= Arizona Dental Association =

Constituent society of the ADA

The Arizona Dental Association (AzDA) is a constituent society of the American Dental Association that encourages improvements in public oral health and promotes the art and science of dentistry through leadership, education and information.
AzDA was established in 1909 as a nonprofit professional membership organization currently representing over 2500 members, which is approximately 80% of all licensed dentists in Arizona. AzDA also manages three local component organizations, Central Arizona Dental Society (CADS), Northern Arizona Dental Society (NADS) and Southern Arizona Dental Society (SADS).

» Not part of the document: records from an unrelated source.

PR #277, opened 2019-03-26
Added "new" node taints to tolerations

chrigl:

The old labels are removed.

added `node.kubernetes.io/not-ready` and
`node.kubernetes.io/unreachable`

See https://github.com/kubernetes/kubernetes/pull/73001

Fixes #

**Release note**:

```release-note

```

### DIFF
--- a/config/manager/manager.yaml
+++ b/config/manager/manager.yaml
@@ -42,12 +42,6 @@ spec:
       - key: CriticalAddonsOnly
         operator: Exists
       - effect: NoExecute
-        key: node.alpha.kubernetes.io/notReady
-        operator: Exists
-      - effect: NoExecute
-        key: node.alpha.kubernetes.io/unreachable
-        operator: Exists
-      - effect: NoExecute
         key: node.kubernetes.io/not-ready
         operator: Exists
       - effect: NoExecute
--- a/config/manager/manager.yaml
+++ b/config/manager/manager.yaml
@@ -47,6 +47,12 @@ spec:
       - effect: NoExecute
         key: node.alpha.kubernetes.io/unreachable
         operator: Exists
+      - effect: NoExecute
+        key: node.kubernetes.io/not-ready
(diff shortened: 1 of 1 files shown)


config/manager/manager.yaml
```diff
@@ -47,6 +47,12 @@ spec:
       - effect: NoExecute
         key: node.alpha.kubernetes.io/unreachable
         operator: Exists
```
jichenjc: should we remove those? seems those are alpha and per existing taints this need to be cleaned?

gyliu513: I think we still need to keep this in order to make sure old k8s still works?

jichenjc:
the commit message say 'The old labels are removed.' ......
I agree it's reasonable to keep old things for backward compatible purpose

config/manager/manager.yaml
jichenjc: the commit message say 'The old labels are removed.' ......
I agree it's reasonable to keep old things for backward compatible purpose

chrigl: Hmm. The taints were changed in 1.9 (https://github.com/kubernetes/kubernetes/blob/master/CHANGELOG-1.9.md#scheduling)

I think we safely could remove the old ones. What do you think @gyliu513 @jichenjc?

jichenjc:
it's removed in 1.9 so very unlikely someone will use it with cluster-api? I vote to remove since it's fairly old now..

config/manager/manager.yaml
jichenjc: it's removed in 1.9 so very unlikely someone will use it with cluster-api? I vote to remove since it's fairly old now..

ainmosni: I agree, I see no reason for why we should support unsupported versions of k8s. :)

gyliu513: +1 to remove as well

Issue #268, opened 2019-03-20
Get error 'Resource not found' when creating instance from machine service.


morvencao:
### Issue description:

After I workaround issue of [`unknown authority CA` issue](https://github.com/kubernetes-sigs/cluster-api-provider-openstack/issues/264), I encounter another issue when creating openstack instances from machine service.

See logs of cluster-api-controller:
```
I0320 07:24:36.575242       1 controller.go:114] Running reconcile Machine for openstack-master-5ptq7
I0320 07:24:39.329965       1 controller.go:184] Reconciling machine object openstack-master-5ptq7 triggers idempotent create.
E0320 07:24:52.032660       1 actuator.go:319] Machine error openstack-master-5ptq7: error creating Openstack instance: Create new server err: Resource not found
W0320 07:24:52.032882       1 controller.go:186] unable to create machine openstack-master-5ptq7: error creating Openstack instance: Create new server err: Resource not found
```
Here is my `clouds.yaml` and `machines.yaml`

```
clouds:
  openstack:
    auth:
      auth_url: https://xxxxx.com:5000/v3
      username: "xxxxxxx"
      password: "xxxxxxxxx"
      project_id: cfc34894651f4035a09f623a926af2d9
      project_name: "xxxxx"
      domain_name: "xxx"
      user_domain_name: "xxx"
    region_name: "RegionOne"
    interface: "public"
    identity_api_version: 3
```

The Arizona Dental Foundation (ADF) is the charitable outreach program of AzDA. ADF provides dental education, along with managing annual charitable events like "Give Kids a Smile", "Donated Dental Services", "Hope Fest”, "Hispanic Health Fair", "Special Olympics – Special Smiles" within the state Arizona.

The Western Regional Dental Convention is sponsored by AzDA and held annually in Phoenix for the purpose of providing continuing education credits required for licensure and opportunities for dentists, dental hygienists, dental assistants, dental business professionals, dental laboratory professionals and other members of the dental community to network. The 300-booth professional trade show contains a lavish display of the latest products, services and technological innovations dental professionals use every day.

In January 2025, when asked for comment, the organization warned about the possible removal of fluoride in drinking water, a policy promoted by president-elect Donald Trump's choice for Health and Human Services secretary, Robert F. Kennedy Jr.